Pickett, who heads the county's Budget and Finance Committee, said the forecast of county revenue "was not as high as anticipated, and the second reason is that the Quorum Court [wanted] to sequester the $1.28 million for future capital expansion." In addition to jail construction, he said, another possibility is renovations of the former courthouse in downtown Conway. It now houses the county clerk's office; the Quorum Court also meets there.

County Treasurer Scott Sanson said Thursday, though, that the county's general revenue is not the problem.

Sanson said the 2017 original budget was $14,169,685.36, which included a $1 million annual payment for the county's new criminal-justice complex, though there were some budget amendments later in the year.

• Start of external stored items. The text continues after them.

PR #482, opened 2019-07-13
Reduce logging

digeff:
We stop logging several methods that seem lower priority at the moment, to try to keep our logs size in check...

cdtpDebuggeeExecutionEventsProvider.ts: Avoid triggering the failure case for -1 (It happens all the time)
printObjectDescription.ts: print "a ClassName" when an object toString prints [object object]
chromeDebugSession.ts: Now From client: and To  client: will be aligned with the START, END, SNRET lines

### DIFF
--- a/src/chrome/logging/methodsCalledLogger.ts
+++ b/src/chrome/logging/methodsCalledLogger.ts
@@ -64,7 +64,7 @@ export class MethodsCalledLogger<T extends object> {
         const handler = {
             get: <K extends keyof T>(target: T, propertyKey: K, receiver: any) => {
                 const originalPropertyValue = target[propertyKey];
-                if (!shouldLog(originalPropertyValue)) {
+                if (!shouldLog(originalPropertyValue, propertyKey)) {
                     return originalPropertyValue;
                 }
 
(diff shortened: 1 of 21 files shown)


src/chrome/logging/methodsCalledLogger.ts
```diff
@@ -128,17 +132,17 @@ export class MethodsCalledLogger<T extends object> {
...
     private logCallStart(propertyKey: PropertyKey, methodCallArguments: any[], callId: number): void {
-        const message = `START            ${callId}: ${this.printMethodCall(propertyKey, methodCallArguments)}`;
+        const message = `START ${callId}: ${this.printMethodCall(propertyKey, methodCallArguments)}`;
         logger.verbose(message);
     }
 
-    private logSyncPartFinished(propertyKey: PropertyKey, methodCallArguments: any[], callId: number): void {
-        const message = `PROMISE-RETURNED ${callId}: ${this.printMethodCall(propertyKey, methodCallArguments)}`;
+    private logSyncPartFinished(propertyKey: PropertyKey, _methodCallArguments: any[], callId: number): void {
+        const message = `SNRET ${callId}: ${this.printMethodName(propertyKey)}`;
```
EricCornelson: what does SNRET mean?

digeff: It's my abbreviation of synchronic return

PR #483, opened 2019-07-15
Send telemetry for errors

digeff:
Send telemetry for errors


src/chrome/utils/failures.ts
```diff
@@ -1,3 +1,5 @@
+import { telemetry } from '../../telemetry';
```
roblourens: This should go below the copyright (autoimport doesn't know that...)

digeff: Done

PR #484, opened 2019-07-16
Ignore debugger internal sources

digeff:
When we enable ReportVersionInformation we evaluate navigator.userAgent on the debuggee which creates a script which makes our loaded tests fail because we get unexpected loaded sources.
We shouldn't send loaded sources for the internal scripts used by the debug adapter


digeff:
The best we have at the moment is the isV1 flag on the tests, that will show how V1 vs V2 differ.

PR #487, opened 2019-07-17
v2 version number

digeff:
Real version number for v2, so we can start writing telemetry queries for real...


EricCornelson:
Why 7.0.0?

digeff:
v1 is 6.7.52

EricCornelson:
Got it, I was looking at the 10.7.52 and forgot that that was a spoof

PR #491, opened 2019-07-23
Fix logging

digeff:
We weren't using the logging level of the trace parameter


src/chrome/client/chromeDebugAdapter/unconnectedCDA.ts
```diff
@@ -60,11 +60,22 @@ export class UnconnectedCDA implements IDebugAdapterState {
     private parseLoggingConfiguration(args: ILaunchRequestArgs | IAttachRequestArgs): ILoggingConfiguration {
         let traceValue: Logger.LogLevel;
         switch (args.trace) {
+            case true:
+            case 'true':
```
roblourens: Why string `"true"`?

digeff: In case someone mistakenly sends "true" instead of true.

roblourens: Well they should not do that...

digeff: Removing it.

PR #492, opened 2019-07-24
Log VS Code protocol as info level

digeff:
We were most some To client: and From client: logs messages on the "info" level.
We want to keep them.

We modify the logger.verbose to keep only those messages


digeff:
I increased the version number so we can distinguish it in telemetry form the previous version

PR #494, opened 2019-07-25
Localization

digeff:
Added localize call to all the strings that might be shown to the user

(Most errors can produce a failed request, which will be sent as the message of a DebugProtocol.response which can be shown to the user)

### DIFF
--- a/src/chrome/chromeDebugAdapter.ts
+++ b/src/chrome/chromeDebugAdapter.ts
@@ -499,7 +499,7 @@ export class ChromeDebugLogic {
             }
 
             if (isDefined(response.exceptionDetails)) {
-                // Not an error, getter could be `get foo() { throw new Error('bar'); }`
+                // Not an error, getter could be `get foo() { throw new Error(localize('error.bar', 'bar')); }`
                 const exceptionMessage = ChromeUtils.errorMessageFromExceptionDetails(response.exceptionDetails);
                 logger.log('Exception thrown evaluating getter - ' + exceptionMessage);
                 return { name: propDesc.name, value: exceptionMessage, variablesReference: 0 };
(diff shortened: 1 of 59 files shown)


src/chrome/chromeDebugAdapter.ts
```diff
@@ -643,7 +643,7 @@ export class ChromeDebugLogic {
     }
 
     protected threadName(): string {
-        return 'Thread ' + ChromeDebugLogic.THREAD_ID;
+        return localize('thread.prefix', 'Thread ') + ChromeDebugLogic.THREAD_ID;
```
roblourens: Space should go outside of the localized string so it isn't lost in localization

roblourens: Actually the id should be an arugument like {0} in case it goes before "Thread" in some language

digeff: Changed to return localize('thread.prefix', 'Thread {0}', ChromeDebugLogic.THREAD_ID);

src/chrome/internal/breakpoints/features/bpsDeltaCalculator.ts
```diff
@@ -89,8 +89,8 @@ export class BPRsDeltaCalculator {
                 existingToLeaveAsIs: this.printLocations(match.existingToLeaveAsIs)
             };
 
-            const additionalDetails = localize('\nRequested breakpoints = {0}\nExisting breakpoints = ${1}\nMatch = ${2}', JSON.stringify(this._requestedBPRecipes.breakpoints.map(canonicalizeBPLocation)), JSON.stringify(Array.from(this._currentBPRecipes).map(canonicalizeBPLocation)), JSON.stringify(matchJson));
-            throw new Error(localize('error.deltaCalculator.deltaCalculatorInvalidResult', '{0}\nmatch: {1}', errorMessage, additionalDetails));
+            const additionalDetails = localize('error.deltaCalculator.invalidResultDetails.', '\nRequested breakpoints = {0}\nExisting breakpoints = ${1}\nMatch = ${2}', JSON.stringify(this._requestedBPRecipes.breakpoints.map(canonicalizeBPLocation)), JSON.stringify(Array.from(this._currentBPRecipes).map(canonicalizeBPLocation)), JSON.stringify(matchJson));
```
roblourens: `.` in string id

digeff: Fixed

digeff:
Will re-open when it's ready to be merged

PR #495, opened 2019-07-26
Perform column detection just once

digeff:
We were performing the column detection and calling getPossibleBreakpoints once per script. Now we perform it only once.


roblourens:
The windows integration tests are still failing

PR #609, opened 2024-06-14
fix: syntax highlighting for cjs code blocks

Sec-ant:
## Summary

Shiki doesn't recognize `cjs` code blocks, it will fallback to render them as `plaintext`.

For example: https://biomejs.dev/linter/rules/no-redundant-use-strict/

Also check the deployment log: https://app.netlify.com/sites/biomejs/deploys/666c5e50c6f7750008bb8102#L143-L156

I patched the astro config to load the js grammar for `cjs` codeblocks.

### DIFF
--- a/.npmrc
+++ b/.npmrc
@@ -1,0 +1,1 @@
+shamefully-hoist=true
--- a/.npmrc
+++ b/.npmrc
@@ -1,1 +1,3 @@
+# Hoist the shiki package so we can import language grammars from it.
+# We use this approach to add syntax highlighting support for the cjs code block.
 shamefully-hoist=true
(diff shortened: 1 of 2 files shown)


.npmrc
```diff
@@ -0,0 +1 @@
+shamefully-hoist=true
```
ematipico, line 1: It might be worth documenting why we need it, just in case, so we don't forget it's because of shiki patching

ematipico (approved):
Should we file a bug/feature request to shiki?

.npmrc
Sec-ant: You're right. Done.

Sec-ant:
> Should we file a bug/feature request to shiki?

Will do my tomorrow

Sec-ant:
Actually there is a [`langAlias`](https://shiki.matsu.io/guide/load-lang#custom-language-aliases) option in shiki that allows registering aliases for a language, but it is not exposed from `astro` nor `starlight`. Not sure if astro will consider supporting it?

ematipico:
> Not sure if astro will consider supporting it?

I think they would

Sec-ant:
https://github.com/withastro/roadmap/discussions/954

PR #640, opened 2024-06-20
feat: support for graphql files

ematipico:
## Summary

This PR updates the frontend to support `.graphql` and `.gql` files, however the playground is throwing an error.

This is probably a bug  in core, I will look after it.

### DIFF
--- a/Cargo.lock
+++ b/Cargo.lock
@@ -78,7 +78,7 @@ dependencies = [
 [[package]]
 name = "biome_analyze"
 version = "0.5.7"
-source = "git+https://github.com/biomejs/biome.git?rev=54b4c9a39078836843ef363bb6986fad74834480#54b4c9a39078836843ef363bb6986fad74834480"
+source = "git+https://github.com/biomejs/biome.git?rev=ad7881a16b38ea930fa668bce5196cae38bef3de#ad7881a16b38ea930fa668bce5196cae38bef3de"
 dependencies = [
  "biome_console",
  "biome_deserialize",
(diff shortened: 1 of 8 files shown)


Sec-ant:
We need to exlude graphql for the control flow graph: https://github.com/biomejs/website/blob/555dee4a30bdb234ac4c35349564d930f711bfcd/src/playground/workers/biomeWorker.ts#L222-L229

Sec-ant:
I just realized we might have to exlude graphql from all the capabilities including formatting and linting, not only control flow graph. Otherwise those `workspace.` functions will throw errors:

https://github.com/biomejs/website/blob/555dee4a30bdb234ac4c35349564d930f711bfcd/src/playground/workers/biomeWorker.ts#L231-L261

ematipico:
True, but would consider this an optimisation, not a blocker

Sec-ant:
> True, but would consider this an optimisation, not a blocker

Yeah, but this problem prevents us from [using graphql code in the playground](https://deploy-preview-640--biomejs.netlify.app/playground/?files.main.gql=cQB1AGUAcgB5ACAAewAgAAoAIAAgAHYAaQBlAHcAZQByACAAewAgAAoAIAAgACAAIABsAG8AZwBpAG4ACgAgACAAfQAKAH0A), no?

ematipico:
Good call on this one. I applied your suggestions and now we are getting the correct CST :)

ematipico:
I am going to merge this, then land https://github.com/biomejs/biome/pull/3248 and then I will make another PR here to enable `pullDiagnostics`. That should give us a good output for the diagnostics.

PR #644, opened 2024-06-21
fix: graphql format output type

Sec-ant:
## Summary

Fix a type issue that may break the playground.


ematipico (approved):

ematipico:
I was looking at that and wondered why the type is `any`.

We have two options:
- we make the `workspace_types.rs` better
- we change the types returned by those functions to match what returned by the other functions

PR #648, opened 2024-06-21
docs: Fix use of deprecated `trailingCommas` in biome.json example

frodeaa:
## Summary

Update the example config to use `javascript.formatter.trailingCommas`


Sec-ant (approved):
Thanks!

PR #651, opened 2024-06-22
feat: prefetch WASM file

Sec-ant:
## Summary

Prefetch the WASM file when user opens any page of the website, this can reduce the loading time of the playground.

### DIFF
--- a/src/components/starlight/Head.astro
+++ b/src/components/starlight/Head.astro
@@ -46,6 +46,6 @@ const isBlog = Astro.url.pathname.includes("/blog/");
 <script>
   import { prefetch } from "astro:prefetch";
   import WASM_URL from "../../../node_modules/@biomejs/wasm-web/biome_wasm_bg.wasm?url";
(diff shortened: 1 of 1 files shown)


ematipico:
Is there a particular reason why we should prefetch such a big file if not needed? I really don't mind the wait time, it's a playground after all 

Unfortunately we don't have metrics that could prove that the playground is our most visited page.

Sec-ant:
> Is there a particular reason why we should prefetch such a big file if not needed? I really don't mind the wait time, it's a playground after all
> 
> Unfortunately we don't have metrics that could prove that the playground is our most visited page.

I wouldn't say 3.2MB is such a big file. And it should be only fetched once and cached by the browser.

But yeah I think you're right, maybe it's only my personal preference to visit that page mostly. And the file size indicates that we probably don't need prefetching.

Anyway the code doesn't work as expected, the deploy preview shows the WASM file is still fetched when navigating to the playground. So I'll close this.

PR #674, opened 2024-06-25
Include links in badges

jamiebuilds:
## Summary

If people are wanting to include these badges in their readmes it's because they think it's important that people are familiar with the toolchain that's being used, in case people are not familiar a link is probably what they want

### DIFF
--- a/src/content/docs/recipes/badges.mdx
+++ b/src/content/docs/recipes/badges.mdx
@@ -7,7 +7,7 @@ Add the Biome badges to your `README.md`! 💅
 
 ## Formatter badge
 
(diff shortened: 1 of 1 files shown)


jamiebuilds:
I'll also suggest that people might want a more generic title if they want to adopt everything Biome has to offer:

- [Powered by Biome](https://biomejs.dev/)
- [Built with Biome](https://biomejs.dev/)

Sec-ant:
This page is a `.mdx` file, maybe we can add a component to let users customize the badge, with a few common presets.

Sec-ant (approved):

ematipico (approved):

PR #719, opened 2024-07-03
docs: modify lefthook re-stage example

u1aryz:
## Summary

lefthook has an option (`stage_fixed`) for re-staging, and I think this setting is more concise and intuitive.
https://github.com/evilmartians/lefthook/blob/master/docs/configuration.md#stage_fixed


Sec-ant (approved):
Thank you

PR #722, opened 2024-07-05
Fix overrides syntax in useFilenamingConvention example

venables:
Adds the missing `rules` key

## Summary

The overrides syntax has a `rules` key that was missing in this example.


ematipico:
Thank you @venables , but this document is auto-generated from source code

PR #770, opened 2024-07-14
docs: update auto sort on save vscode extension settings

KuroXI:
## Summary

This change is to clarify and correct the configuration settings related to auto-sorting imports on save within VS Code. The existing configuration had an incorrect key `source.organizeImports.biome`, which has been updated to the correct key `source.sortImports`.


ematipico:
Why is it incorrect? That's the exact key code that the Biome LSP needs to apply the import sorting

KuroXI:
You're correct. It seems like it doesn't organize `import for side effects`. Also, the `source.sortImports` action is using VSCode's built-in capabilities, even though the `defaultFormatter` is set to Biome.

PR #1933, opened 2025-03-25
feat(codegen): remove "not released yet" notification in favour of "only available in beta"

siketyan:
## Summary

v2.0 beta is now available, the "not released yet" notification on some rules is confusing. Replaced it with a new "only available in beta" info-level notification.


ematipico:
We have to remember to switch it back before merging `next` to `main`

PR #2056, opened 2025-04-16
range suppressions now require a matching end

hanseltime:
## Summary

As part of https://github.com/biomejs/biome/pull/5619, we updated range-suppressions to require a matching `-end` so that suppressions can't leak and disable critical rules further down in the file.

Per that discussion, we need to update the documentation of range suppressions so that we don't make people think they can use open-ended `-start` suppressions.


hanseltime:
`dev` worked just fine locally but the `next` branch and this branch both fail to build due to the missing linting rule.  If someone knows why, feel free to let me know how to remedy it

ematipico (approved):

PR #2071, opened 2025-04-19
combine duplicated rule entries into a single row with multiple properties

haejunejung:
## Summary

Merged multiple rows for the same rule (`noIrregularWhitespace`) into a single entry by combining their language-specific icons under one property cell.


ematipico:
Thank you, but this is an auto generated file, as mentioned at the top of the file.

We fixed this in the upcoming version of the docs

PR #2136, opened 2025-04-30
feat(playground): add semantic model tab

dyc3:
## Summary

Expose a new tab for the semantic model debug printer. This will not work until https://github.com/biomejs/biome/pull/5821 is merged, and this PR is rebased to include it.


chansuke (approved):
I've read your merged [PR](https://github.com/biomejs/biome/pull/5821) as well and looks nice.

PR #2154, opened 2025-05-03
docs: add @vitest/eslint-plugin as rule source

drwpow:
## Summary

`@vitest/eslint-plugin` mirrors `eslint-plugin-jest`, so Biome can count it as a rule source! Add mentions of Vitest to docs everywhere Jest is.

CleanShot 2025-05-03 at 12 00 33@2x

> [!NOTE]
> There’s one Jest rule, `no-export`, which does NOT exist in the Vitest plugin (dunno why). So you’ll notice out of 7 Jest rules, only 6 rules added Vitest as a source. This is intentional.

Resolves part of https://github.com/biomejs/biome/discussions/5862.

### DIFF
--- a/src/content/docs/linter/rules-sources.mdx
+++ b/src/content/docs/linter/rules-sources.mdx
@@ -6,43 +6,43 @@
 title: Rules sources
 description: A page that maps lint rules from other sources to Biome
 ---
-    
+
 ## Biome exclusive rules
-- [noAccumulatingSpread](/linter/rules/no-accumulating-spread) 
-- [noConsoleLog](/linter/rules/no-console-log) 
-- [noConstEnum](/linter/rules/no-const-enum) 
-- [noDelete](/linter/rules/no-delete) 
-- [noDuplicateObjectKeys](/linter/rules/no-duplicate-object-keys) 
-- [noDynamicNamespaceImportAccess](/linter/rules/no-dynamic-namespace-import-access) 
-- [noEmptyTypeParameters](/linter/rules/no-empty-type-parameters) 
-- [noEnum](/linter/rules/no-enum) 
-- [noEvolvingTypes](/linter/rules/no-evolving-types) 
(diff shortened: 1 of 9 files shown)


src/content/docs/linter/rules-sources.mdx
```diff
@@ -6,43 +6,43 @@
...
-- [useImportExtensions](/linter/rules/use-import-extensions) 
-- [useNodeAssertStrict](/linter/rules/use-node-assert-strict) 
-- [useShorthandArrayType](/linter/rules/use-shorthand-array-type) 
-- [useSimpleNumberKeys](/linter/rules/use-simple-number-keys) 
-- [useSimplifiedLogicExpression](/linter/rules/use-simplified-logic-expression) 
-- [useSingleCaseStatement](/linter/rules/use-single-case-statement) 
-- [useSortedClasses](/linter/rules/use-sorted-classes) 
-- [useStrictMode](/linter/rules/use-strict-mode) 
-- [useTopLevelRegex](/linter/rules/use-top-level-regex) 
+- [noAccumulatingSpread](/linter/rules/no-accumulating-spread)
```
drwpow, line 11: Note: there are some trailing whitespace removals fixes that happened automatically. I noticed here and other files, trailing whitespace is inconsistent, i.e. doesn’t seem to be re-added from formatting.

In October, the county finished paying off a $5 million loan that enabled construction of the Faulkner County Justice Building.

Sanson said he has not seen any paperwork saying revenue from the 0.9 percent millage tax that financed the loan must go to any one thing such as capital projects, and that tax remains in effect.

By comparison, the requested budget for 2018 was $14,034,207.21 Sanson said. "We're talking about [roughly] $130,000 difference," he said. "It's not a revenue issue." Rather, the gap grows after $1.28 million is set aside, he noted.

A 3 percent cost-of-living raise for all employees would have cost the county $280,000 in 2018, Hogue said.

"I'm 100 percent [for] sequestering some funds ... for capital improvements," Sanson said. "However, in my opinion, we don't need to cut salaries or whatever."

Circuit Judge Troy Braswell said Thursday that he would have to cut $85,976.56 from the Faulkner County Juvenile Court's budget under the emailed request.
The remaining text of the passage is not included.